Before the liability trial, defendant offered this elderly woman $5,000 to settle the case. After this low-ball offer was rejected and the case proceeded to trial. During the liability trial, Kauffman presented an expert neurologist to refute the hospital’s diagnosis and argued that the diagnosis was erroneous based on an incomplete history. Kauffman prevailed at trial, as the jury defendant entirely negligent and responsible for the accident.

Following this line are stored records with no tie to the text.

PR #32, opened 2016-10-16
account.create: cache min uid in redis

matthew-mcallister:
This makes a lot more sense to me than caching in the module itself, though passing parameters through multiple function calls is slightly less than elegant. I'm not sure how to test this though.

See https://github.com/ocf/ocflib/pull/31 for @daradib's PR which led me to create this one.

### DIFF
--- a/ocflib/account/creation.py
+++ b/ocflib/account/creation.py
@@ -26,8 +26,42 @@ from ocflib.misc.validators import valid_email
 from ocflib.printing.quota import SEMESTERLY_QUOTA
 
 
-def create_account(request, creds, report_status):
-    """Create an account as idempotently as possible."""  # TODO: docstring
+_KNOWN_UID = 43000
+
+
+def _get_first_available_uid(known_uid=_KNOWN_UID):
+    """Return the first available UID number.
+
+    Searches our entire People ou in order to find it. It seems like there
+    should be a better way to do this, but quick searches don't show any.
+
+    We hard-code a value we know has already been reached and only select
+    entries greater than that for performance. This value can then be cached
+    and passed back in to make subsequent calls faster.
+    """
+    with ldap_ocf() as c:
+        c.search(
+            constants.OCF_LDAP_PEOPLE,
+            '(uidNumber>={KNOWN_MIN})'.format(KNOWN_MIN=known_uid),
+            attributes=['uidNumber'],
+        )
+        uids = [int(entry['attributes']['uidNumber'][0]) for entry in c.response]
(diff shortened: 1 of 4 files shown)


ocflib/account/creation.py
```diff
@@ -43,7 +49,10 @@ def create_account(request, creds, report_status):
 
     # TODO: check if LDAP entry already exists; skip this if so
     with report_status('Finding', 'Found', 'first available UID'):
-        new_uid = _get_first_available_uid()
+        try:
+            new_uid = _get_first_available_uid(kwargs['known_uid'])
+        except KeyError:
+            new_uid = _get_first_available_uid()
```
chriskuehl: i would suggest to just add `known_uid=_KNOWN_UID` to the function signature, and then you can just always use it in the function call here (and don't need to use `**kwargs`)

tests/account/submission_test.py
```diff
@@ -266,6 +266,7 @@ def test_create_no_issues(
                 fake_credentials,
                 mock.ANY,
             )
+            mock_redis_locking.return_value.set.assert_called_once_with('known_uid', mock.ANY)
```
chriskuehl: you can write `mock_redis_locking().set` instead of `mock_redis_locking.return_value.set` if you want

ocflib/account/creation.py
```diff
@@ -26,8 +26,14 @@
 from ocflib.printing.quota import SEMESTERLY_QUOTA
 
 
-def create_account(request, creds, report_status):
-    """Create an account as idempotently as possible."""  # TODO: docstring
+def create_account(request, creds, report_status, **kwargs):
+    """Create an account as idempotently as possible.
+
+    :kwarg known_uid: where to start searching for unused UIDs (see
```
matthew-mcallister: How are you actually supposed to document kwargs?

ocflib/account/creation.py
matthew-mcallister: Yeah, I don't think using kwargs really adds anything here.

ocflib/account/creation.py
chriskuehl: i usually just use `arg` since kwargs in python are barely different than regular args (you can use `argname=value` for positional arguments too, you can fill in kwargs without specifying the keyword name, etc.), but there are surely more formal ways to do it. this seems fine to me.

you can get really fancy with the various docstring-to-documentation generators, but afaik most effectively require writing rst which is enough to make you want to stop being a programmer

PR #34, opened 2016-10-19
Make account creation more idempotent

matthew-mcallister:
I'm sure this will accrue many nits.

Still need to add manual tests for `get_kerberos_principal_with_keytab`.

### DIFF
--- a/ocflib/account/creation.py
+++ b/ocflib/account/creation.py
@@ -1,7 +1,7 @@
 import difflib
 import itertools
 import math
-import os.path
+import os
 import re
 import subprocess
 from collections import namedtuple
@@ -18,6 +18,7 @@ import ocflib.account.utils as utils
 import ocflib.account.validators as validators
 import ocflib.constants as constants
 from ocflib.infra.kerberos import create_kerberos_principal_with_keytab
+from ocflib.infra.kerberos import get_kerberos_principal_with_keytab
 from ocflib.infra.ldap import create_ldap_entry_with_keytab
 from ocflib.infra.ldap import ldap_ocf
 from ocflib.misc.mail import jinja_mail_env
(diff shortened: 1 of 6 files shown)


ocflib/account/submission.py
```diff
@@ -228,18 +228,18 @@ def create_account(request):
             # status reporting
             status = []
 
-            def _report_status(line):
+            def report_status(line):
                 """Update task status by adding the given line."""
                 status.append(line)
                 create_account.update_state(meta={'status': status})
```
chriskuehl: should we just make this silly thing a combination context manager / function?
```python
class report_status:

    def __init__(self, *args):
        if len(args) == 1:
            self(*args)
        else:
            self.start, self.stop, self.task = args

    def __call__(self, msg):
        print(msg)

    def __enter__(self, *args):
        self(self.start + ' ' + self.task)

    def __exit__(self, *args):
        self(self.stop + ' ' + self.task)


report_status('hello world')

with report_status('started', 'stopped', 'thing'):
    time.sleep(1)
```

kinda magical, but we can avoid re-defining it over-and-over

ocflib/account/creation.py
```diff
@@ -117,37 +140,42 @@ def create_account(request, creds, report_status, known_uid=_KNOWN_UID):
...
+        ])
+
+    public_html_path = utils.public_html_path(user)
+
+    if not os.path.exists(public_html_path):
+        # symlink it from ~user/public_html
+        subprocess.check_call([
+            'sudo', '-u', user,
+            'ln', '-fs', '--', path, public_html_path,
+        ])
```
chriskuehl: this is unnecessary, `-f` to `ln` makes it idempotent

ocflib/account/creation.py
```diff
@@ -117,37 +140,42 @@ def create_account(request, creds, report_status, known_uid=_KNOWN_UID):
...
+    # other files named public_html, particularly when unsorrying accounts
     path = utils.web_dir(user)
 
-    # create web directory
-    subprocess.check_call([
-        'sudo', 'install',
-        '-d', '--mode=0755', '--group=ocf', '--owner=' + user,
-        '--',
-        path,
-    ])
```
chriskuehl: pretty sure install is idempotent already

ocflib/account/creation.py
```diff
@@ -117,37 +140,42 @@ def create_account(request, creds, report_status, known_uid=_KNOWN_UID):
...
+    """Create home directory for user with appropriate permissions."""
     home = utils.home_dir(user)
     subprocess.check_call(
         ['sudo', 'install', '-d', '--mode=0700', '--group=ocf',
             '--owner=' + user, home])
 
 
-def create_web_dir(user):
-    """Create web directory for user with appropriate permissions.
+def rectify_web_dir(user):
```
chriskuehl: really useful function

what about calling it just `ensure_web_dir` though?

ocflib/account/creation.py
```diff
@@ -117,37 +140,42 @@ def create_account(request, creds, report_status, known_uid=_KNOWN_UID):
 
 
 def create_home_dir(user):
-    """Create home directory for user. Makes a directory with appropriate
-    permissions, then copies in OCF's skeleton dotfiles.
-    """
+    """Create home directory for user with appropriate permissions."""
```
chriskuehl: nice

ocflib/infra/kerberos.py
```diff
@@ -54,3 +53,34 @@ def create_kerberos_principal_with_keytab(
...
+    child = pexpect.spawn(cmd, timeout=10)
+    child.expect(pexpect.EOF)
+
+    output = child.before.decode('utf8')
+    if 'Principal does not exist' in output:
+        return None
+    elif 'kadmin' in output:
+        raise ValueError('kadmin Error: {}'.format(output))
+
+    return True
```
chriskuehl: can we check the exit code of this instead? that would probably be more reliable than reading the stdout

tests/account/creation_test.py
```diff
@@ -493,13 +500,14 @@ def test_create(
         fake_new_account_request,
         fake_credentials
     ):
-        @contextmanager
-        def report_status(start, end, line):
-            yield
+        def report_status(line):
+            pass
```
chriskuehl: might as well just use `mock.Mock` if you don't need the context manager

ocflib/infra/kerberos.py
matthew-mcallister: You know, I actually ran kadmin to check that it gave a nonzero exit code when the principal wasn't found, then promptly forgot and wrote that junk in.

ocflib/account/creation.py
matthew-mcallister: Does `-f` only remove the target if it's a symlink or does it delete files? Documentation isn't clear.

ocflib/account/submission.py
matthew-mcallister: Yeah, I was originally going to make it act as a context manager when passed three arguments and a single line reporter when passed one, but I didn't feel like looking up how context managers actually work to do that.

ocflib/account/creation.py
chriskuehl: it will remove files but not directories

matthew-mcallister: Either way, the function would ideally be augmented to rename existing files to make room for the symlink. I can imagine at least one user has a folder named `public_html` in their home directory, and it would be great if `makehttp` would fix that up..

ocflib/infra/kerberos.py
matthew-mcallister: Don't we want to raise an error if kdamin returns some error message besides "principal not found"? If so, checking the exit code doesn't really help.

matthew-mcallister: Oh I see, you mean to catch all other errors.

ocflib/infra/kerberos.py
```diff
@@ -50,7 +49,37 @@ def create_kerberos_principal_with_keytab(
...
+             None if the principal does not exist
+    """
+    cmd = ('{kadmin} -K {keytab} -p {admin} get {principal}').format(
+        kadmin=escape_arg(KADMIN_PATH),
+        keytab=escape_arg(keytab),
+        admin=escape_arg(admin_principal),
+        principal=escape_arg(principal),
+    )
+
+    output, status = pexpect.run(cmd, timeout=10, withexitstatus=True)
```
matthew-mcallister: Should I prefer `subprocess.check_output` to `pexpect.run`?

matthew-mcallister:
Should have addressed all comments at this point.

Just before the damages portion of the trial, defendant offered $45,000 to settle the case. This low-ball offer was also rejected and the case proceeded to trial. During trial, the defendant and their client finally agreed to settle for $220,000.


- $200,000 -
Trip and fall over uneven parking lot pavement, knee injury with surgery
An elderly woman tripped and fell in a parking lot due to uneven pavement and raised asphalt. The parking lot owner and contractor blamed each other, as well as this woman, for the accident. As a result of the accident, the woman sustained an injury to her knee, requiring surgery. The defendants claimed that the woman’s knee condition was due to age-related degeneration and a prior knee surgery. Prior to trial, the insurance companies agreed to settle this matter.


- $177,500 -
Trip and fall over oil hose, fractured upper arm
An elderly woman tripped and fell on an oil hose which was being used to vacuum an oil leak. It was claimed that the oil truck operator failed to put out pedestrian safety devices, including cones, ramps and caution tape. However, defense counsel claimed that the proper precautions were set out, and that the accident occurred because of the woman’s inattention and carelessness. As a result of the accident, the woman sustained an injury to her shoulder. Prior to trial, the insurance company finally agreed to settle this matter.


- $175,000 -
Slip and fall on icy ramp, fractured wrist
An elderly woman slipped and fell on a wet, icy and slippery plywood board which served as a ramp leading up to a store. This woman sued the store’s owner and tenant, claiming that it failed to properly salt, shovel, de-ice and sand the area, which was unsafe for pedestrians. The store and tenant claimed that ramp was safe at the time of the accident, the woman fell due to carrying heavy bags at another location and caused her own accident. The store and tenant claimed that an independent witness supported the defendants. Prior to trial, the defendants conceded liability after Kauffman secured evidence to show that the alleged “witness” never witnessed the accident, was employed by a relative of the store owner, was friendly with the store’s tenant, had previously given a completely different version of events and later admitted on tape to never having witnessed the accident. As a result of the accident, this woman fell on her outstretched wrist and sustained a fracture which required surgery. The defense claimed that she made an excellent recovery from her injuries. The insurance company agreed to settle the matter before trial.


- $160,000 -
Slip and fall on wet bathroom floor, knee injury
A young man slipped and fell on the men’s room of a mall, claiming that the maintenance staff had recently mopped but failed to set out the proper safety precaution devices. The mall claimed that no such mopping had taken place, that it did not have notice of any wet floor and that the accident occurred because of the man’s inattention to his surroundings. As a result of the accident, the man sustained a knee injury and required surgery. The defense claimed that he made an excellent recovery from his injuries. The insurance company agreed to settle the matter before trial.


- $105,000 -
Cracked NYC Sidewalk Injures Elderly Woman
An 85 year old woman tripped and fell on a cracked and uneven New York City sidewalk in Brooklyn, resulting in a broken arm which did not require surgery. The City took the position that the sidewalk was in good condition, the accident did not occur where the client stated, and the client was to blame for her own accident. After the City offered $25,000, same was rejected and the matter proceeded to trial. During the liability trial, a unanimous jury found that the City was 100% at fault. However, the City still refused to make an appropriate settlement offer, and the matter proceeded to trial on injuries. A jury then awarded this elderly woman $105,000 in compensation for her injuries.